**WHAT TO DO:** Report every line of the data where the string "experimentsURL" appears.

[Stored data]
*****

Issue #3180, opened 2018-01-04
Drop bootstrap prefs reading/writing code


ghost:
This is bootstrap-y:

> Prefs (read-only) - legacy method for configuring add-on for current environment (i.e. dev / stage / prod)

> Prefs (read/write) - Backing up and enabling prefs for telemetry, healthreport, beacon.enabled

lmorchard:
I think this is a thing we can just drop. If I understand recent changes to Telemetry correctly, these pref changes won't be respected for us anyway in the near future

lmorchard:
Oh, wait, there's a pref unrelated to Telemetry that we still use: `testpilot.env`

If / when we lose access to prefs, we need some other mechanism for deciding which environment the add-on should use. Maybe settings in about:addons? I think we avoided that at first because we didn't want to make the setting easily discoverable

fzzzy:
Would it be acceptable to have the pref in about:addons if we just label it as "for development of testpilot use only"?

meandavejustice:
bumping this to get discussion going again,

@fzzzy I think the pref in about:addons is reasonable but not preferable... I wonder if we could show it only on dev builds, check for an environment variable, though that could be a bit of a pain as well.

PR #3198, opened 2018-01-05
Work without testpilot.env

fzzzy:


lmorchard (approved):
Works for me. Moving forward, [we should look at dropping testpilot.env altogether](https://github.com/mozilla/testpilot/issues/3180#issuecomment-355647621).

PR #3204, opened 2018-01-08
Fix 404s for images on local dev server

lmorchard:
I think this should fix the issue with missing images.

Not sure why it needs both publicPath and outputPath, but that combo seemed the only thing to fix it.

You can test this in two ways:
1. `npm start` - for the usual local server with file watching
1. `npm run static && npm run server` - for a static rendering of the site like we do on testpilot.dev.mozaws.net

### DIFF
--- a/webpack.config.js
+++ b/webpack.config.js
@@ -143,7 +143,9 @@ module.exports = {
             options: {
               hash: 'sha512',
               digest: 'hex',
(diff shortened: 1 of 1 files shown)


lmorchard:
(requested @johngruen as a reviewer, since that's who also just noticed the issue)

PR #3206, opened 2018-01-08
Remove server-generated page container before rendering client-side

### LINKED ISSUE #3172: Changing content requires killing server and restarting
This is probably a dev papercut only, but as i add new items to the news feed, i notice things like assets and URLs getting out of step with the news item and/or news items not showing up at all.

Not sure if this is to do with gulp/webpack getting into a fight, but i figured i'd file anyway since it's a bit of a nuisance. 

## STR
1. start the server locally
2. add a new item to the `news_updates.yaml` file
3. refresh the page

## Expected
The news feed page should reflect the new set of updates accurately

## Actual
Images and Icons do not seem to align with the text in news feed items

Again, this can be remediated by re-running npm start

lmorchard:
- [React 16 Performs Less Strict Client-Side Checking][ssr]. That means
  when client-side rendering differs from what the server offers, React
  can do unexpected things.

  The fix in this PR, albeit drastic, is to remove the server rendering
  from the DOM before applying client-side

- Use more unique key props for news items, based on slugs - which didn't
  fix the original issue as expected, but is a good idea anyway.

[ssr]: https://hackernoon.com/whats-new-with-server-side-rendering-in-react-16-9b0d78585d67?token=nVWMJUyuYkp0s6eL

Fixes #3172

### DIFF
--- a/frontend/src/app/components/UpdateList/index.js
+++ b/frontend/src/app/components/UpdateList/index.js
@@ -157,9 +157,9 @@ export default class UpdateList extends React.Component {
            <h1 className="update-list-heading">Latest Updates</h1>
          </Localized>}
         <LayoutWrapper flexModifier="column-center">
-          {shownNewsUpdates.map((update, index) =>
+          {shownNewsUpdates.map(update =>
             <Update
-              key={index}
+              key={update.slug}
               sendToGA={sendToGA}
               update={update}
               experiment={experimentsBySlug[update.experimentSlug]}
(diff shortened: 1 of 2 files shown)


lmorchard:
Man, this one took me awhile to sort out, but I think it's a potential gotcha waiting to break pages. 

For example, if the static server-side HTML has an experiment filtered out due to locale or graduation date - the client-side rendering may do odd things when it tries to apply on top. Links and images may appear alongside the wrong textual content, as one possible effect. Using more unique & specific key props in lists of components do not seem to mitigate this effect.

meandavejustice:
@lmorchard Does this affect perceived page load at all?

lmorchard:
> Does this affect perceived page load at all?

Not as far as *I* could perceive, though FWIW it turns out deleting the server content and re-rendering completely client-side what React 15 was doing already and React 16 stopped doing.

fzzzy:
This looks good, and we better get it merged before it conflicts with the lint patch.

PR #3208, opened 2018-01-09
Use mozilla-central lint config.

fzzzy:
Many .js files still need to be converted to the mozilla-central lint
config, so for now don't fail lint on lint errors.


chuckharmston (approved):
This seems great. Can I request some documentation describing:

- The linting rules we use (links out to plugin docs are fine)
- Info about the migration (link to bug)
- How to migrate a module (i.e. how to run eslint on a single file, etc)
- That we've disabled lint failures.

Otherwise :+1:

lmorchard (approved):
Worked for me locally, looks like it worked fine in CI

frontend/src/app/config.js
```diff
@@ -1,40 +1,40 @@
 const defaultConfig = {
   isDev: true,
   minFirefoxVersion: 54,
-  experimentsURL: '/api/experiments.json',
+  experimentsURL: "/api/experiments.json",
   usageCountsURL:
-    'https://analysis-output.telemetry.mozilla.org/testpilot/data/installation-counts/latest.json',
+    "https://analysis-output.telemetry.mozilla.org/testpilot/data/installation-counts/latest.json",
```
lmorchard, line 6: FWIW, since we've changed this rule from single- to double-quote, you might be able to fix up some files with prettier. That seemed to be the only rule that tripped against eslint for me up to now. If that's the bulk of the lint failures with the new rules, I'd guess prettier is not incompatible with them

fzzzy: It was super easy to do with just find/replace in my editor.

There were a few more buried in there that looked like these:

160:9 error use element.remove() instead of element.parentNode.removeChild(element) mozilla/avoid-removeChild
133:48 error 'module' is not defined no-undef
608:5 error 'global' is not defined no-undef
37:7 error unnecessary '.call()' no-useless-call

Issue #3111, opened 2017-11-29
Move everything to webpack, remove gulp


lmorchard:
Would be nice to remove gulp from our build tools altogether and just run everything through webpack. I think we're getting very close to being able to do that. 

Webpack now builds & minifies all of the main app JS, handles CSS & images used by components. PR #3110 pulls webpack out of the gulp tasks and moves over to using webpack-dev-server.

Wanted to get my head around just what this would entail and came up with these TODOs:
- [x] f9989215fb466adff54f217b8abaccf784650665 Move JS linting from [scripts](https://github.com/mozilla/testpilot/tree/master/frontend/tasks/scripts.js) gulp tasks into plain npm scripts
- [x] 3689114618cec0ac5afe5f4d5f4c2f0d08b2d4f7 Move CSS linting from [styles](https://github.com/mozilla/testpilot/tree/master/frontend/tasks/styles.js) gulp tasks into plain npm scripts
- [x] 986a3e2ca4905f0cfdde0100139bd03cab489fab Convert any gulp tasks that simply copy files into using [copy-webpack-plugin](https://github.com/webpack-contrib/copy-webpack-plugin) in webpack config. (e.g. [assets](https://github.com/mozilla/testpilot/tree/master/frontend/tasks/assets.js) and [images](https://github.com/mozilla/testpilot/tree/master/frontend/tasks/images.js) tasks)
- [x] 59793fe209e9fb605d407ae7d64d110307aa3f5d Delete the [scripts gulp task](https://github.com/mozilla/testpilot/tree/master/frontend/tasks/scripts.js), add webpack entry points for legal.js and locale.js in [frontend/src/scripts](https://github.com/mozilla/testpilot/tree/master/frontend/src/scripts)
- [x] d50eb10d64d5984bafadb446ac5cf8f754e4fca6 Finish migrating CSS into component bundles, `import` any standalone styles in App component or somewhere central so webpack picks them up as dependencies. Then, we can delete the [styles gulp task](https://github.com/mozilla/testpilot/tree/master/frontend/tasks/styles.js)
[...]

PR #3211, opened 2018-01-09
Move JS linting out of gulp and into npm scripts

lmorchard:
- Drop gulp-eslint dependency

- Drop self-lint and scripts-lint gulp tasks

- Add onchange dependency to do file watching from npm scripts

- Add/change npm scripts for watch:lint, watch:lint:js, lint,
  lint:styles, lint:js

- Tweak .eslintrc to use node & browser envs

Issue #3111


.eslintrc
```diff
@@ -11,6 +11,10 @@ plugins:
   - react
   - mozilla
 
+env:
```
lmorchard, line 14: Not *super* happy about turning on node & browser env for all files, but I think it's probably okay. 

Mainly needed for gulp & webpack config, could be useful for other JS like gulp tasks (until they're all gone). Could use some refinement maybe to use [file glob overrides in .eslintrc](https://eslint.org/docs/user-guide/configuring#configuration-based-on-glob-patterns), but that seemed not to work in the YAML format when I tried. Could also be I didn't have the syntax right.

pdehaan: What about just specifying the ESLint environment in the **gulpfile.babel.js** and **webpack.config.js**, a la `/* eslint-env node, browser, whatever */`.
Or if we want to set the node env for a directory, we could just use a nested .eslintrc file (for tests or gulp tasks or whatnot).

*****

**ANSWER SECTION:**
-  experimentsURL: '/api/experiments.json',
+  experimentsURL: "/api/experiments.json",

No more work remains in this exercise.